The ElevenLabs Starter plan ($5/month) gives you 30,000 characters, which covers roughly 60 average-length responses. The Creator plan ($22/month) bumps this to 100,000 characters — enough for heavy daily use.
Reducing Costs
If you want to cut costs further:
- Use local Whisper for STT — eliminates the transcription cost entirely.
- Use shorter TTS responses — configure your system prompt to keep voice responses concise.
- Use text for long responses — set a character threshold above which OpenClaw sends text instead of voice.
{
skills: {
telegram: {
voice_messages: {
max_tts_characters: 800, // Text-only if response exceeds 800 chars
voice_summary_for_long: true, // Speak a summary, send full text separately
},
},
},
}
Troubleshooting
Voice messages are not being received
Ensure your bot token is correct and that the Telegram skill is running (openclaw status).

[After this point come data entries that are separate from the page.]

PR #2100, opened 2024-08-07
feat(router-generate): add option to skip generating route manifest

honzahruby:
Add an option to the generator config to skip generating route manifest, as it's currently only being used in tanstack start. I added it as a non-breaking change so it stays enabled by default.

It's just a comment, but it can grow to thousands of lines of code that need to be processed and removed when we can just not generate it.


packages/router-generator/src/config.ts
```diff
@@ -13,6 +13,7 @@ export const configSchema = z.object({
   disableTypes: z.boolean().optional().default(false),
   addExtensions: z.boolean().optional().default(false),
   disableLogging: z.boolean().optional().default(false),
+  generateManifest: z.boolean().optional().default(true),
```
SeanCassiere, line 16: I believe this should follow the naming above and should be `disableManifestGeneration` or something to that effect.

SeanCassiere (changes requested):
@schiller-manuel Since we only use manifest for Start, I'd vote for this going in. Any blockers you see over here?

@honzahruby This'd also have to be updated in the docs, under the `docs/framework/react/guide/file-based-routing.md`.

SeanCassiere (approved):

honzahruby:
Thanks a lot @SeanCassiere 🫶

PR #2104, opened 2024-08-07
feat(react-router): add `context` option to route

chorobin:
This PR adds `context` to each route


chorobin:
- [ ] Type tests
- [ ] Optimize & refactor types

chorobin:
Lets not force push this one if multiple of us are working on it. Merge only!

packages/react-router/src/route.ts
```diff
@@ -122,39 +122,64 @@ export interface FullSearchSchemaOption<TFullSearchSchema> {
...
     | ((
-        match: LoaderFnContext<TAllParams, TFullSearchSchema, TAllContext>,
+        match: LoaderFnContext<
+          TAllParams,
+          TFullSearchSchema,
+          ResolveAllContext<TParentAllContext, TRouteContextFn, TBeforeLoadFn>
+        >,
       ) => any)
+
+  routeContext?: Constrain<
```
chorobin, line 156: Limitations of default type parameters and constraints leads me to use this pattern which I've made into a utility type. Long story short, it easy to get stale types which are the default types/constraints and not the inferred types. 

Instead `Constrain` is a conditional type which checks if a type is assignable to another type, if it is then all good, we can infer the type, otherwise we use the target type to force a type check error

packages/react-router/src/route.ts
```diff
@@ -165,11 +190,11 @@ export type BaseRouteOptions<
   TFullSearchSchema = TSearchSchema,
   TParams = {},
   TAllParams = {},
-  TRouteContextReturn = RouteContext,
-  TParentAllContext = AnyContext,
-  TAllContext = AnyContext,
   TLoaderDeps extends Record<string, any> = {},
   TLoaderDataReturn = {},
+  TParentAllContext = {},
+  TRouteContextFn = AnyContext,
```
chorobin, line 196: I'm trying out patterns to remove unnecessary type parameters. Usually we require 2 type parameters per function because we need to check the return type is `never`. If we infer the whole function, we don't need two type paramters

packages/react-router/src/route.ts
```diff
@@ -426,31 +488,12 @@ export interface AnyRoute
...
-  any,
-  any,
-  TContext,
-  any,
-  any,
-  any,
-  any
->
+export type AnyRouteWithContext<TContext> = AnyRoute & {
+  types: { allContext: TContext }
```
SeanCassiere, line 495: This is only a type-level thing yes? No something that's available at runtime.

packages/react-router/src/route.ts
```diff
@@ -178,16 +203,16 @@ export type BaseRouteOptions<
...
+    TLoaderDataReturn,
+    TParentAllContext,
+    TRouteContextFn,
+    TBeforeLoadFn
   > & {
     getParentRoute: () => TParentRoute
   }
 
-export interface BeforeLoadContext<
+export interface ContextOptions<
```
SeanCassiere, line 215: Just to keep a note here, we should probably type [this beforeLoad](https://github.com/TanStack/router/blob/08b85242f875d619ed285f0ff3dd06db00b30807/packages/react-router/src/router.ts#L1961-L1972) parameter object with a type like we do so for [`the loader`](https://github.com/TanStack/router/blob/08b85242f875d619ed285f0ff3dd06db00b30807/packages/react-router/src/router.ts#L2032-L2054).

tannerlinsley:
@chorobin I hope this doesn't screw anything up, but I removed `routeContext` from `RouteMatch`. `Route` remains untouched. There just wasn't any use for it in the match and in fact, since we're doing immutable updates to matches, it never made much sense to have a separate `routeContext` and `context` for the match.

Now it's just `context`. This okay?

tannerlinsley:
Fudge. We might need to keep it, but only as a runtime thing. I don't want people relying on it as a public API, but I do need it to build up merges correctly...

packages/react-router/package.json
```diff
@@ -77,6 +77,7 @@
     "jsdom": "^24.1.1",
     "react": "^18.2.0",
     "react-dom": "^18.2.0",
+    "vitest": "^1.6.0",
```
SeanCassiere, line 80: This shouldn't be needed, since Vitest gets inherited from the monorepo. Plus we don't have vitest as deps or devDeps in any of the other packages.

Its probably whats causing the lockfile failure in CI.

tannerlinsley: Hmm. It was failing to run the tests locally without it.

chorobin:
> @chorobin I hope this doesn't screw anything up, but I removed `routeContext` from `RouteMatch`. `Route` remains untouched. There just wasn't any use for it in the match and in fact, since we're doing immutable updates to matches, it never made much sense to have a separate `routeContext` and `context` for the match.
> 
> Now it's just `context`. This okay?

No problem from my side on this. It probably would be confusing to keep it

packages/react-router/package.json
SeanCassiere: Oh, I see!!!

This tends to happen for me locally as well when I haven't kept up to date with the **lockfile** on _main_ or if my pnpm version isn't in sync with `packageManager` field in the `package.json` file.

Some common indicators of happening which I've noted are:
- local tests suddenly thinks vitest is missing
  - for which "fixing" it causes CI installs to fail
- local formatting using prettier causes unrelated files or areas of affected code to change their code-style.
- local builds failings with nx being unable to build one or more packages.

To fix this, I often switch to _main_ and pull down all the latest changes. Then make sure the pnpm version is correct and run `pnpm install`. Then for good measure, I run `pnpm dedupe`.

chorobin:
Will fix the conflicts with the types

tannerlinsley (approved):

tannerlinsley:
@SeanCassiere @chorobin @schiller-manuel we good here?

packages/react-router/src/router.ts
```diff
@@ -1180,6 +1203,38 @@ export class Router<
...
+        : (parentMatch.context ?? this.options.context ?? {})
+
+      match.context = {
+        ...parentContext,
+        ...match.__routeContext,
+        ...match.__beforeLoadContext,
+      }
+
+      // Update the match's context
+      const contextFnContext = {
```
SeanCassiere, line 1219: Typing this object with `RouteContextOptions`.

packages/react-router/src/router.ts
```diff
@@ -1946,41 +1997,55 @@ export class Router<
...
+                      ...prev.__routeContext,
+                      ...prev.__beforeLoadContext,
+                    },
                   }))
 
-                  const { search, params, routeContext, cause } =
+                  const { search, params, context, cause } =
                     this.getMatch(matchId)!
 
                   const beforeLoadFnContext = {
```
SeanCassiere, line 2021: Typing this with `BeforeLoadContextOptions`.

SeanCassiere (commented):
@tannerlinsley could the `defaultTransformer` issue from https://github.com/TanStack/router/issues/2113 also be pushed with this? It's just a matter of moving the transformer from Start into Router.

Other than that, it's just the typing of the arguments of the `routeContext` and `beforeLoad` functions. I can make these changes later. Just need the go-ahead.

tannerlinsley:
“Go, Go, Go”

Tanner Linsley
TanStack LLC

packages/react-router/src/router.ts
```diff
@@ -1180,6 +1199,41 @@ export class Router<
...
+      // Update the match's context
+      const contextFnContext: RouteContextOptions<any, any, any, any> = {
+        search: match.search,
+        params: match.params,
+        context: match.context,
+        location: next,
+        navigate: (opts: any) =>
+          this.navigate({ ...opts, _fromLocation: next }),
+        buildLocation: this.buildLocation,
+        cause: match.cause,
```
SeanCassiere, line 1223: @tannerlinsley not sure if this was intentionally omitted or not, but `cause`, `abortController`, and `preload`, were not present on this object before but were _typed_ on the `RouteContextOptions` type.

SeanCassiere (approved):

packages/react-router/src/router.ts
chorobin: Yeah, I made it the same as `beforeLoad` in this regard. If the types are wrong here they can be removed

schiller-manuel: could we take this chance to add previous and next location (in parsed form) as params to all of those functions?

SeanCassiere: @schiller-manuel I'd push for that kind of change to go separate from this PR.

A change of this nature would require more sweeping changes to make sure those values are present in the `loadMatches` function, whilst not really contributing to the task of adding this `context` function to the route definition and wiring it up.

Once this goes in, if we are adding in the _previous_ and _next_ location options into the shared definition used for `context`, `beforeLoad`, and the `loader`, it'd certainly be more straight-forward.

shfrmn:
@tannerlinsley Thank you for the work on the library. I thought this would be an appropriate place to ask some questions, since you just closed this PR very recently.

1. What is the difference between `context` and `beforeLoad`? For now documentation is not updated to explain the `context` option. I assume `context` does not block component rendering? Or does it?
2. What is the reason the context type is not restricted by the root route? Meaning, `beforeLoad` and `context` can set a context of type that's different from the defined root context type or not return any context at all. I expected to get TypeScript errors in those cases to prevent incorrect context states. For example, breadcrumbs feature requires every page to have a title, but there is apparently no way to enforce this on the type level.
3. Since context is inherited from the parent component, there's an undesired side effect when using it for features like breadcrumbs. Let's say we have a route `/user/$userId`. While user object is being loaded, the breadcrumb data will end up being duplicated, something like `[{pageTitle: "Users"}, {pageTitle: "Users"}]` (because the second match initially inherits the context identical to the first). It would be helpful to have some way to prevent context inheritance. Perhaps `context` + `beforeLoad` actually allow to achieve that, but I can't be sure. If not perhaps some boolean flag could do. Does it make any sense?

Thank you and have a good day!

SeanCassiere:
`1` will be documented, we just haven't gotten around to it yet.

If anything is breaking, please create an issue for it. These closed PRs don't get much visibility in our inboxes 😅

PR #2117, opened 2024-08-10
fix(start): using TextEncoder to encode the chunks when using `renderToReadableStream`

SeanCassiere:
Using PR to test out the preview packages on the cf-deployment.

This led to CF deployments just showing a blank screen with this error in the dashboard.

image

<details><summary>"This ReadableStream did not return bytes."</summary>
<pre>
{
  "truncated": false,
  "outcome": "exception",
  "scriptName": "pages-worker--3280425-production",
  "diagnosticsChannelEvents": [],
  "exceptions": [
    {
      "name": "TypeError",
      "message": "This ReadableStream did not return bytes.",
      "timestamp": 1723290907130
    }
  ],
  "logs": [],
  "eventTimestamp": 1723290907070,
  "event": {
    "request": {
      ...
    },
    "response": {
      "status": 200
    }
  },
  "id": 0
}
</pre>
</details> 

CF deployment: https://try-out-the-textencoder-chan.start-basic-cf-pages.pages.dev/

### DIFF
--- a/.gitignore
+++ b/.gitignore
@@ -18,6 +18,7 @@ artifacts
 .rpt2_cache
 coverage
 *.tgz
+.wrangler
 
 # tests
 packages/router-generator/tests/**/*.gen.ts
--- a/packages/react-router/src/Matches.tsx
+++ b/packages/react-router/src/Matches.tsx
@@ -109,15 +109,11 @@ export function Matches() {
     <router.options.defaultPendingComponent />
   ) : null
 
-  const ResolvedSuspense = !router.state.matches.length
-    ? React.Suspense
-    : SafeFragment
-
   const inner = (
-    <ResolvedSuspense fallback={pendingElement}>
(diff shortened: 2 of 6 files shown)


SeanCassiere:
Definitely on the right track here:

Now the invariant error UI is being displayed, with the correct HTML being sent down.

image

Likely something to do with the hydration or reading from the `__TSR__` globals is causing this invariant failure.

SeanCassiere:
Currently on "cf-pages" deployments, two known errors do exist.

- On the client, hydration fails because of the invariant failure. 
  - We know that React is working though since the invariant error is being displayed using the default TSR `<ErrorComponent>` with the button successfully toggling the `React.useState` boolean for the "open" state.
- Loading the `/posts` route fails, because the routeTree has an error listed in the output logs.
  - `"Error: Context is not available"`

Check that your Telegram user ID is in the allowed_users list.
Transcription is inaccurate
Background noise is the most common culprit. Telegram compresses voice messages heavily, which can reduce transcription quality. Speaking clearly and minimizing background noise helps significantly.
ElevenLabs responses sound truncated
Check the max_voice_duration setting. If your response is being cut off, increase this value. Also verify that your ElevenLabs plan has sufficient character quota remaining.
Latency is too high
The Turbo v2.5 model is the fastest ElevenLabs option. If latency is still an issue, check your internet connection speed and consider running OpenClaw on a server with a fast connection rather than a local machine behind a slow upload link.
Bot is not responding
Run openclaw logs --skill telegram to see the Telegram skill's log output. Common issues include expired bot tokens and misconfigured webhook URLs.
Conclusion
Giving OpenClaw a voice through Telegram and ElevenLabs transforms an already capable AI agent into something that feels genuinely futuristic. You pull out your phone, hold the microphone button, and have a natural conversation with an AI that knows your preferences, remembers your projects, and can actually do things — send messages, research topics, manage your schedule, and control your tools.
The setup takes about 20 minutes. The cost is well under a dollar a day for regular use. And the experience is unlike anything else available in the open-source AI space.
Your agent is not just smart anymore. It has a voice. And it is waiting for you on Telegram.